--- Exercise materials Enclosed Below ---

Issue #151, opened 2018-06-06
Command line argument for program version 


jjenthought:
Add a command line argument for program version. This will help give something simple to test against in issue #119

PR #152, opened 2018-06-06
Added --version command line arg

jjenthought:
Relates to issue #151 and will be used for tests of new cli module in issue #119

### DIFF
--- a/force_wfmanager/run.py
+++ b/force_wfmanager/run.py
@@ -1,5 +1,5 @@
 import logging
-import argparse
+import click
 
 from envisage.core_plugin import CorePlugin
 from envisage.ui.tasks.tasks_plugin import TasksPlugin
@@ -16,17 +16,12 @@ from traits.api import push_exception_handler
 
 from .version import __version__
 
-
 push_exception_handler(lambda *args: None, reraise_exceptions=True)
 
 
+@click.command()
+@click.version_option(version=__version__)
 def main():
-
-    parser = argparse.ArgumentParser()
-    parser.add_argument('--version', action='version',
-                        version='force_wfmanager version: '
-                                '{}'.format(__version__))
-    parser.parse_known_args()
 
     logging.basicConfig(filename="force_wfmanager.log", filemode="w")
     log = logging.getLogger(__name__)
--- a/force_wfmanager/run.py
+++ b/force_wfmanager/run.py
@@ -1,4 +1,5 @@
 import logging
+import argparse
 
 from envisage.core_plugin import CorePlugin
 from envisage.ui.tasks.tasks_plugin import TasksPlugin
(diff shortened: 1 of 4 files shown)


force_wfmanager/run.py
```diff
@@ -19,7 +19,8 @@
 push_exception_handler(lambda *args: None, reraise_exceptions=True)
 
 
-@click.command()
+@click.command(context_settings=dict(ignore_unknown_options=True,
+                                     allow_extra_args=True))
```
stefanoborini: Why do you need them?

jjenthought: I was just trying it to see if it made the integration test work. The version with argparse passed when I let it ignore unexpected arguments so I thought that was the issue here. But clearly it's not the case, perhaps because click passes an exit code which the test doesn't expect?

stefanoborini: You can't invoke a click decorated function as a function anymore. Either extract the code in a separate _main() that acts like a function and test that one, or use the click CliRunner, but the first solution is probably what you need

force_wfmanager/run.py
```diff
@@ -12,10 +13,19 @@
...
 push_exception_handler(lambda *args: None, reraise_exceptions=True)
 
 
+@click.command()
+@click.version_option(version=__version__)
 def main():
+    _main()
+
+
+def _main():
```
corranwebster: Again, on the "naming things is hard" front, I think click expects the decorated function name to match the name of the command (unless explicitly overridden), so in this situation I think you might want something like:
```
@click_command(name='force-wfmanager')
@click.version_option(version=__version__)
def force_wfmanager():
    main()

def main():
    ...
```

corranwebster: Also, another opportunity for a "drive-by" improvement: give the functions docstrings, even if just one-liners!

jjenthought: Will do! For future stuff with more complex docstrings is there a particular style to follow?

corranwebster: Yes - Numpy style: see https://numpydoc.readthedocs.io/en/latest/format.html and http://sphinxcontrib-napoleon.readthedocs.io/en/latest/example_numpy.html

force_wfmanager/tests/test_click_run.py
```diff
@@ -0,0 +1,13 @@
+import unittest
+from click.testing import CliRunner
+
+from force_wfmanager.run import force_wfmanager
+
+
+class TestClickRun(unittest.TestCase):
+    def test_click_main(self):
+        """Test if the command force_wfmanager works"""
```
corranwebster: On gotcha here: unittest will print out the docstring of a test as the name of the test to output if one is present, eg. something like
```
Test if the command force_wfmanager works ... passed
```
instead of
```
test_click_main (TestClickRunner) ... passed
```
Which can make finding which function went wrong hard.  So normally I avoid docstrings in test methods and use a plain old comment if needed.

force_wfmanager/run.py
```diff
@@ -12,10 +13,22 @@
...
+
+from .version import __version__
+
 push_exception_handler(lambda *args: None, reraise_exceptions=True)
 
 
+@click.command()
+@click.version_option(version=__version__)
+def force_wfmanager():
+    """Launches the workflow manager, including arguments given
```
corranwebster: Second gotcha here: click will take the docstring and use it as the summary of the command when invoked with `--help` so you might want to write it with that in mind.  Something like "Launch the FORCE workflow manager application." is probably sufficient here.

corranwebster:
I think this looks good - on a diff this small don't worry about the codecov failure - it is one line of code and I think it will be fixed by the other PR.

stefanoborini:
Good for me too!

PR #159, opened 2018-06-07
Update dependencies to fix traitsui issue

### LINKED ISSUE #157: Upgrade traitsui to 6.0
There's a bug in the current version of traitsui that prevents us to do a few things with the tree editor. We need to upgrade to the most recent version.

Specifically, we cannot change the label in KPISpecificationModelView interactively.

jjenthought:
Fixes #157

### DIFF
--- a/requirements/requirements.txt
+++ b/requirements/requirements.txt
@@ -1,7 +1,6 @@
 envisage == 4.6.0
 stevedore == 1.24.0
 futures == 3.1.1
-chaco == 4.7.1
 pyzmq==16.0.2
 six==1.10.0
 git+git://github.com/force-h2020/force-bdss.git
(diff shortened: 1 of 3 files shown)


requirements/requirements.txt
```diff
@@ -1,7 +1,7 @@
 envisage == 4.6.0
 stevedore == 1.24.0
-chaco == 4.6.1
 futures == 3.1.1
+chaco == 4.7.1
```
stefanoborini: we don't need it in requirements.txt anymore. requirements is installed by pip. if it's in edm, we already have chaco in the environment from edm.

It's a bit messy right now, but in principle we should have all dependencies in edm, and install nothing from pip (except for local things, such as force_bdss)

jjenthought: Ok, removed it from requriements.txt. We could also move six, pyzmq and envisage into edm_requirements as edm has up to date versions of those packages. Stevedore and futures don't seem to be up to date via edm right now though.

PR #4, opened 2018-04-11
PRO-2327 Added unit tests for ExecutorsAddressValidationRule

malinovsky:


sanjayparekh-hmcts:
Those changs are good
But we really need the same for DeceasedAddressValidationRule too

PR #222, opened 2019-01-10
PRO-4414 Extend grant templates to support registry addresses

RebeccaBaker:
https://tools.hmcts.net/jira/browse/PRO-4414

### Change description ###
Updated templates to support multiple registry addresses. Update unit and functional tests. Update cosmetic issues around the layout and where the hologram will sit. Updated to include additional clause about verifying the data.

```
[ ] Yes
[X] No
```


src/main/java/uk/gov/hmcts/probate/controller/DocumentController.java
```diff
@@ -90,11 +94,11 @@
     public ResponseEntity<CallbackResponse> generateGrant(@RequestBody CallbackRequest callbackRequest)
             throws NotificationClientException {
 
-        List<Document> documents = new ArrayList<>();
         CaseDetails caseDetails = callbackRequest.getCaseDetails();
         @Valid CaseData caseData = caseDetails.getData();
         DocumentType template;
         Document digitalGrantDocument;
+        getRegistryDetails(callbackRequest);
```
ikenna-hmcts: You could pass caseDetails as a parameter to getRegistries since we already have it.

src/main/java/uk/gov/hmcts/probate/model/ccd/raw/request/CaseDetails.java
```diff
@@ -20,4 +20,12 @@
     private final Long id;
 
     private String grantSignatureBase64;
+
+    private String registryAddressLine1;
```
ikenna-hmcts, line 24: So why are we not adding registry Address to caseData like solicitor and Pa instead of in caseDetails? Also wondering why you did not use A registryAddress object to hold the address details

RebeccaBaker: Can't use caseData, as the registry addresses are held in the application.yaml and not entered in by the user, so it is not stored against the case. The reason for this is so that the case can move from registry to registry without need to do if logic and update the case data.

src/main/java/uk/gov/hmcts/probate/controller/DocumentController.java
RebeccaBaker: Committed change to use caseDetails as opposed to callBackRequest

ikenna-hmcts (approved):

RebeccaBaker:
Closing due to Upgrade on jenkins build causing issues

PR #226, opened 2019-01-14
PRO-4483: Update to fix scannedDate not being seen as an ISO 8601 dat…

davejones74:
https://tools.hmcts.net/jira/browse/PRO-4483

### Change description ###
A number of errors was causing an issue when using event callbacks with backoffice code when scanned documents are involved. This particular PR should be the last of these issues and handles scannedDate field for a ScannedDocument which was recently changed from a String to a LocalDateTime field. This caused CCD not to recognise this as an ISO 8601 Date. Specifically this mean that it was missing the timezone or a 'Z' on the end of the string.

Also a small change was done to the tests to create an independant ScannedDocument check.

```
[ ] Yes
[x] No
```


dhruvpatel20:
@davejones74 A few things:
- As you are adding this to the main application configuration - will it have an impact on any existing flows?
- You will need to fix the conflicts on this PR
- Also the coverage has slipped very slightly - please could you increase it a bit? (otherwise the build fails)

davejones74:
> @davejones74 A few things:
> 
>     * As you are adding this to the main application configuration - will it have an impact on any existing flows?
I've check and only Notifications use LocalDateTime and that has it's own DateTimeFormatter applied so this is fine.
 
>     * You will need to fix the conflicts on this PR
Done
 
>     * Also the coverage has slipped very slightly - please could you increase it a bit? (otherwise the build fails)
I've split out the serialization into a seperate class which makes it easier to add tests for this, also added a new test for an unrelated method to improve overall code coverage.

dhruvpatel20 (approved):

PR #229, opened 2019-01-16
Bulk print updates

ikenna-hmcts:

- Updated grantCover template

- Updated addAllUserRoles to contain system user

- Update docker-compose config for send-letter service and database

```
[ ] Yes
[x ] No
```


docker/docker-compose-with-ccd.yml
```diff
@@ -3,61 +3,65 @@ networks:
...
     links:
     - send-letter-database
     depends_on:
-    - send-letter-database
+      send-letter-database:
+        condition: service_healthy
 
   send-letter-database:
-    image: docker.artifactory.reform.hmcts.net/reform/send-letter-database
+    image: postgres:9.6-alpine
```
reddy1praveen: try to use same `shared-database:` if possible.
I think you can create table in it.

reddy1praveen (changes requested):

docker/docker-compose-with-ccd.yml
ikenna-hmcts: If you mean the init0-db.sh then no. Could not find a way to make it work as the bulk print db needs specific configs ( ROLE, PASSWORD, DATABASE) are all different.

ikenna-hmcts: Will try to create the database from there.

ikenna-hmcts: Also can't create table from the script as the db needs to exist

malinovsky: I agree with Praveen, we should reuse `shared-database` container. It already has 4 CCD and 1 IDAM database, I can't see why we can't have `send-letter` database there.

ikenna-hmcts: It's now using the shared-database. Thanks

malinovsky (approved):

PR #238, opened 2019-01-23
Bulk print updates

ikenna-hmcts:

### Change description ###
Added Extra logs
Updated docker-compose

```
[ ] Yes
[ x] No
```


src/main/resources/application.yml
```diff
@@ -197,7 +197,7 @@ document:
 
 idam:
   s2s-auth:
-    url: ""
+    url: ${PROVIDER_SERVICE_CLIENT_URL:http://localhost:4502}
```
reddy1praveen, line 200: Sorry to say this we are having too many s2s client.
why can't we use only one.
idam:
  s2s-auth:
    url: ${PROVIDER_SERVICE_CLIENT_URL:http://localhost:4502}

idam.service.host: ${PROVIDER_SERVICE_CLIENT_URL:http://localhost:4502}
auth.provider.service.client:
  key: AAAAAAAAAAAAAAAA
  baseUrl: http://localhost:4502

reddy1praveen (changes requested):

src/main/resources/application.yml
reddy1praveen: i think we can remove this
idam:
  s2s-auth:
    url: ""
    url: ${PROVIDER_SERVICE_CLIENT_URL:http://localhost:4502} i am seeing it used in code.

reddy1praveen (changes requested):

src/main/resources/application.yml
RebeccaBaker: This will be sorted, unfortunately a library we now use service-auth-provider-client requires 

idam:
s2s-auth:
url: ${PROVIDER_SERVICE_CLIENT_URL:http://localhost:4502}

so we will have to refactor our code base to use just the one referenced above

auth.provider.service.client:
key: AAAAAAAAAAAAAAAA
baseUrl: http://localhost:4502
is also required by another library too 

Due to bulk print and investigating issues, I will push this code, and refactor in another PR

RebeccaBaker (approved):

PR #239, opened 2019-01-23
PRO-4570: Update to fix generating a grant preview.

davejones74:
https://tools.hmcts.net/jira/browse/PRO-4570

### Change description ###
Simple fix to add missing caseType to getResponseCaseData method as completing a case was resulting in the caseType value being lost. This had the effect of producing a NullPointerException during generating a grant document. 

Previous cases with the missing caseType can be restored by moving to another state by the caseworker, although this does seem to default to the grant of probate 'gop' - not entirely sure if this is accurate but as these others are new case types, I think it should be fine.

```
[ ] Yes
[x] No
```


sanjayparekh-hmcts (approved):

davejones74:
PRO-4570: Merging fix to cnp

PR #242, opened 2019-01-25
PRO-4297 bulk print

RebeccaBaker:

### Change description ###
Added further logging statements
Retrieve document using binary url and providing user-id in the request header
Updated logic in coversheet

```
[ ] Yes
[X] No
```


sanjayparekh-hmcts (approved):
Be mindful that we've left in those encoded doc dumps - OK for now as dbug

PR #250, opened 2019-01-31
PRO-3936: Update to pass through signature to grant documents.

davejones74:
https://tools.hmcts.net/jira/browse/PRO-3936

### Change description ###
New signature appears on issued grants
Intestacy - Letter of administration
Digital Grant - Grant of Probate
Admon Will - Letter of administration with will
Will Lodgement Receipt Deposit

```
[ ] Yes
[x] No
```


davejones74:
Closing PR to add the missing encryption routines for signature image (which I thought was part of another ticket). Will reopen PR once this is once.

src/main/resources/application.yml
```diff
@@ -79,7 +80,7 @@ spring.jackson.serialization.write_dates_as_timestamps: false
 
 ####Evidence management Service URL's
 #hard coded to point to docker container ccd-data-store-api CCD_DM_DOMAIN value
-evidence.management.host: http://localhost:8080
+evidence.management.host: http://dm-store:8080
```
RebeccaBaker: Please revert back to localhost not dm-store

RebeccaBaker (approved):

src/main/java/uk/gov/hmcts/probate/service/template/pdf/PDFManagementService.java
```diff
@@ -39,11 +51,15 @@
     private final ObjectMapper objectMapper;
     private final HttpServletRequest httpServletRequest;
     private final PDFServiceConfiguration pdfServiceConfiguration;
+    private final FileSystemResourceService fileSystemResourceService;
+    
+    static final String SIGNATURE_DECRYPTION_IV = "P3oba73En3yp7ion";
```
sanjayparekh-hmcts, line 56: we may want to store this on vault too

davejones74: The Initialisation Vector doesn't need to be a secret value (I.e. stored in the Vault). From what I've read it's best to change the IV for each encryption which I'm documenting in confluence but that relies on updating the encrypted image each time with the new IV which isn't that practical in our use case.

From Wikipedia...
An initialization vector has different security requirements than a key, so the IV usually does not need to be secret.

PR #260, opened 2019-02-14
PRO-4670-Created elastic search query for cases with grants issued

kurt-uk:
https://tools.hmcts.net/jira/browse/PRO-4670

### Change description ###
Created ES search query searching for cases that have a probate document of digitalGrant and a issue date of yesterday

```
[ ] Yes
[x] No
```


malinovsky (commented):
@kurt-uk As I already mentioned, you shouldn't use case matching specific `uk.gov.hmcts.probate.model.ccd.raw.casematching.CaseData` class for your requirements. Please use `uk.gov.hmcts.probate.model.ccd.raw.request.CaseData` instead. It would be nice if you create new service for your code as it's not related to case matching.

PR #1039, opened 2020-04-05
PRO-1234: corrected hmrc de to 1M case max

sanjayparekh-hmcts:
update Data Extract Query to retrieve 1M cases maximum


jackmunkonge (approved):

ruban72 (commented):
Reviewed changes

PR #1156, opened 2020-09-23
Update dev env

linusnorton:
Update the compose file to be compatible with the npx tool.

One small backwards compatible change to detect when the functional tests are executing against a docker env and correct the expected url back from dm-store.


src/functionalTest/java/uk/gov/hmcts/probate/functional/util/FunctionalTestUtils.java
```diff
@@ -97,7 +100,7 @@ public String downloadPdfAndParseToString(String documentUrl) {
         Response document = RestAssured.given()
                 .relaxedHTTPSValidation()
                 .headers(getHeadersWithUserId())
-                .when().get(documentUrl).andReturn();
+                .when().get(documentUrl.replace("http://dm-store:8080", dmStoreUrl)).andReturn();
```
sanjayparekh-hmcts, line 103: shouldnt we just be making sure the right value is passed in here for the relevant env?

linusnorton: when it runs inside a docker container the dm-store (and CCD) use the docker domain name (dm-store), the functional tests execute outside the docker environment and need to download that file so it has to translate the doc url.

sanjayparekh-hmcts (approved):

--- End of Enclosed Exercise materials ---

Copy out each line of the data that holds the string "particular".

jjenthought: Will do! For future stuff with more complex docstrings is there a particular style to follow?
A number of errors was causing an issue when using event callbacks with backoffice code when scanned documents are involved. This particular PR should be the last of these issues and handles scannedDate field for a ScannedDocument which was recently changed from a String to a LocalDateTime field. This caused CCD not to recognise this as an ISO 8601 Date. Specifically this mean that it was missing the timezone or a 'Z' on the end of the string.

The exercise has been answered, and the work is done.